Von einer Eckbebauung des Grundstücks hätte die Hanseatische Wohnungsbaugesellschaft wegen der alten Rotbuchen abgesehen. Fast zwei Jahre hat sich auf dem Grundstück kaum etwas getan. Der Grund für den Baustopp war ein Verfahren beim Verwaltungsgericht.

Anwohner haben Widerspruch gegen das Projekt eingereicht, weil sie eine Überbauung des Grundstücks vermutet haben. Zwar konnte ein Richter bei einem Vor-Ort-Termin die Ansicht der Anwohner nicht teilen und wies die Klage zurück, doch wegen des Einwandes hat die Hanseatische Wohnungsbaugesellschaft an dem Projekt vorerst nicht weitergearbeitet und wird es zukünftig ganz lassen.

Bauarbeiten an der roten Villa Herbert gehen weiter

Gute Nachrichten hingegen gibt es bei der Umgestaltung der Villa Herbert mit der Hausnummer 155, dem ehemaligen Wohnheim des Deutschen Roten Kreuzes. Nach einigen Monaten des Stillstandes geht es mit der Sanierung des Gebäudes

weiter. Es fehlte die behördliche Genehmigung zur Schutzabdeckung des Bürgersteigs für schwere Baufahrzeuge. Jetzt können Entkernung und Vollsanierung des Daches fortgeführt werden.

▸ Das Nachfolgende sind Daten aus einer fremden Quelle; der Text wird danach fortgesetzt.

PR #1011, opened 2019-06-27
Fix/error folder create

michaelsmitha:

## Description

Android uses a function to get the error storage directory and creates it on demand if needed. This should do the same.

## Related PRs or issues

[AB#63801](https://dev.azure.com/msmobilecenter/454a20a9-dfe6-4c1f-8ae8-417f76adb472/_workitems/edit/63801)

### DIFF
--- a/SDK/AppCenterCrashes/Microsoft.AppCenter.Crashes.Windows.Shared/Utils/ErrorLogHelper.cs
+++ b/SDK/AppCenterCrashes/Microsoft.AppCenter.Crashes.Windows.Shared/Utils/ErrorLogHelper.cs
@@ -101,7 +101,7 @@ namespace Microsoft.AppCenter.Crashes.Utils
         public static File GetLastErrorLogFile() => Instance.InstanceGetLastErrorLogFile();
 
         /// <summary>
-        /// Creates the error storage directory if it does not exist.
+        /// Get the error storage directory, or creates it if it does not exist.
         /// </summary>
         /// <returns>The error storage directory.</returns>
         public static Directory GetErrorStorageDirectory() => Instance.InstanceGetErrorStorageDirectory();
--- a/SDK/AppCenterCrashes/Microsoft.AppCenter.Crashes.Windows.Shared/Utils/ErrorLogHelper.cs
+++ b/SDK/AppCenterCrashes/Microsoft.AppCenter.Crashes.Windows.Shared/Utils/ErrorLogHelper.cs
@@ -226,21 +226,13 @@ namespace Microsoft.AppCenter.Crashes.Utils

Entstehen werden neun Eigentumswohnungen, zwischen 55 und 140 Quadratmeter groß. Alle haben hohe Decken, sind hell und haben teilweise die alten Schiebetüren, die die Bauherren Rauf Uluc und Sevki Sensoy hinter Wänden entdeckt haben.

Luxuswohnungen sollen es nicht werden, sagen die Bauherren, viele Menschen sollen es sich schließlich leisten können. Auf dem hinteren Teil des Grundstücks sollen zwei Einfamilienhäuser entstehen.